On January 13th, OVO Energy announced that they would be making a quarter of its workforce redundant.
The job cuts are expected to affect roughly 1,700 of the company’s current 6,200 employees.
This comes just a few days after OVO Energy faced criticism for an email that customers felt made light of many people’s struggles with energy bills during winter months.
Here's what we know about the redundancy decision so far.
What is OVO Energy?
OVO Energy is the third-biggest energy supplier in the UK, serving roughly five million customer across England, Scotland, and Wales.
The company was set up in 2009 and expanded further by the acquisition of SSE in 2020.
Why is OVO Energy making employees redundant?
First reported by Sky News, the job cuts are part of ongoing efforts to save costs during the energy crisis.
The redundancy programme was announced alongside a commitment to increase the minimum pay to £12 an hour.
The job cuts come amidst ongoing plans to open a new academy in Glasgow and to close a number of its UK sites, consolidating to just three locations in London, Bristol, and Glasgow.
It’s unclear as yet where exactly the redundancies will be made in the UK.
Is OVO Energy safe?
On their website, OVO Energy maintain that, despite understandable concerns from customers about the energy crisis, the company “is in a stable position and your energy supply is safe”.
"Our number one focus is on keeping you warm and safe this winter,” the statement continues.
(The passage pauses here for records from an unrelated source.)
PR #9979, opened 2024-02-22
Desktop: Disallow UNC file links

personalizedrefrigerator:
Disallows Windows UNC `file://` links.

### DIFF
--- a/packages/app-desktop/app.ts
+++ b/packages/app-desktop/app.ts
@@ -586,7 +586,11 @@ class Application extends BaseApplication {
 		ExternalEditWatcher.instance().setLogger(reg.logger());
 		ExternalEditWatcher.instance().initialize(bridge, this.store().dispatch);
 
-		ResourceEditWatcher.instance().initialize(reg.logger(), (action: any) => { this.store().dispatch(action); }, (path: string) => bridge().openItem(path));
+		ResourceEditWatcher.instance().initialize(
+			reg.logger(),
+			(action: any) => { this.store().dispatch(action); },
+			(path: string) => bridge().openItem(path),
+		);
 
 		// Forwards the local event to the global event manager, so that it can
 		// be picked up by the plugin manager.
--- a/packages/app-desktop/bridge.ts
+++ b/packages/app-desktop/bridge.ts
@@ -1,12 +1,15 @@
 import ElectronAppWrapper from './ElectronAppWrapper';
 import shim from '@joplin/lib/shim';
 import { _, setLocale } from '@joplin/lib/locale';
-import { BrowserWindow, nativeTheme, nativeImage } from 'electron';
+import { BrowserWindow, nativeTheme, nativeImage, shell } from 'electron';
+import { dirname, isUncPath, toSystemSlashes } from '@joplin/lib/path-utils';
+import { fileUriToPath } from '@joplin/utils/url';
+import { urlDecode } from '@joplin/lib/string-utils';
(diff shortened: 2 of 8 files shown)


Telefaust:
Any option to switch that off, or embed other way to click-to-open a Windows registered file type? 
Looks like a major show stopper for me.
Thanks.

personalizedrefrigerator:
Hi!

What's your use case for this? (Possible solutions depend what network file paths are being used for).

Note that this change only affects [UNC](https://learn.microsoft.com/en-us/openspecs/windows_protocols/ms-dtyp/62e862f4-2a51-452e-8eeb-dc4ff5ee33cc) file paths, not paths to local files.

Telefaust:
Hi! 
One of my tasks for Joplin is to build process flows that include steps as "get the data from _that excel table_" or "create a word doc using _that template_", and most of files are on windows network storages. Mapping storage volumes to drive letters is not a good case as I'm working from different places and my local network is not available everywhere. Therefore I'm using UNC links, the "file:///..." ones.

PackElend:
> build process flows
Out of curiosity, what do you use for that

Windows itself can be quite restrictive in the this regard

Telefaust:
Either I've never met such "restrictions" from Windows or I've got used to them for years. If I click a file link - file opens, be it local or network one. If not, there is something wrong with the file or network. I can do it from desktop, from explorer window, from an email, from a document. In "most complicated" :) cases I have to ctrl-click, or use a right button menu. And yes, it worked within Joplin client too - till this update, of course, which I didn't install for that reason. 

In other words, it was completely OK for me as it worked (removing one extra \ in md editor is not a problem).

Talking "processes" I'm talking not about Gantt charts or something like that. Not timing, but interworking. Instruction for user A says he must do this and this and on step X get information K from user B, therefore instruction for user B must include aggregating this information for sources 1 and 2 and providing to user A by email... that kind of thing. I've tried several "portable wikis", but note-app fits me better.

PackElend:
I agree on the listed apps there is one major app you may overlooked TEAMS (and the Office online). 

And, I guess, it will become increasingly a safety concern. So if Joplin allows this it should be controllable by Windows Policies as Joplin is used in professional environments as well.

personalizedrefrigerator:
> Mapping storage volumes to drive letters is not a good case as I'm working from different places and my local network is not available everywhere. Therefore I'm using UNC links, the "file:///..." ones.

I'm looking into making this re-enableable with a plugin (perhaps just for a specific notebook). Do you need UNC links to work in HTML notes (or just Markdown ones)?

Telefaust:
> I'm looking into making this re-enableable with a plugin (perhaps just for a specific notebook). Do you need UNC links to work in HTML notes (or just Markdown ones)?

Thank you. 
I'm using UNC links in markdown notes only.

laurent22:
> I'm looking into making this re-enableable with a plugin (perhaps just for a specific notebook). Do you need UNC links to work in HTML notes (or just Markdown ones)?

Please wait before developing a plugin or working on this issue, let's first discuss our options. I think one possible fix is to revert this change - the security vulnerability that was reported was never about UNC paths and I don't know why it became about this

Telefaust:
> I think one possible fix is to revert this change
Sounds good for me too.

personalizedrefrigerator:
> > I think one possible fix is to revert this change
> > Sounds good for me too.

See
- https://github.com/laurent22/joplin/pull/10072
- https://github.com/laurent22/joplin/pull/10071

PR #10039, opened 2024-03-02
chore: use latest node18 for action runs

chenrui333:
Bump to use latest node18 per https://github.com/facebook/react-native/issues/36440#issuecomment-1836298262 

(not sure what is the process of bumping to use latest node LTS release, node v20)


chenrui333:

chenrui333:
recheck

laurent22:
If it works we don't upgrade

The move to sacrifice such a large proportion of the workforce may be a sign that the enegry company is under pressure, but could equally be related to the SSE acquisition and recent automation of many of OVO Energy’s internal processes.
Trade union, Unite, gave warnings about Ovo's takeover of SSE's retail business and the possible impact on jobs back in 2020.
On January 13th, Unite's general secretary Sharon Graham said that the union “will do everything in our power to defend our members' jobs.
"We will not sit by and watch our members being made to pay the price of the pandemic."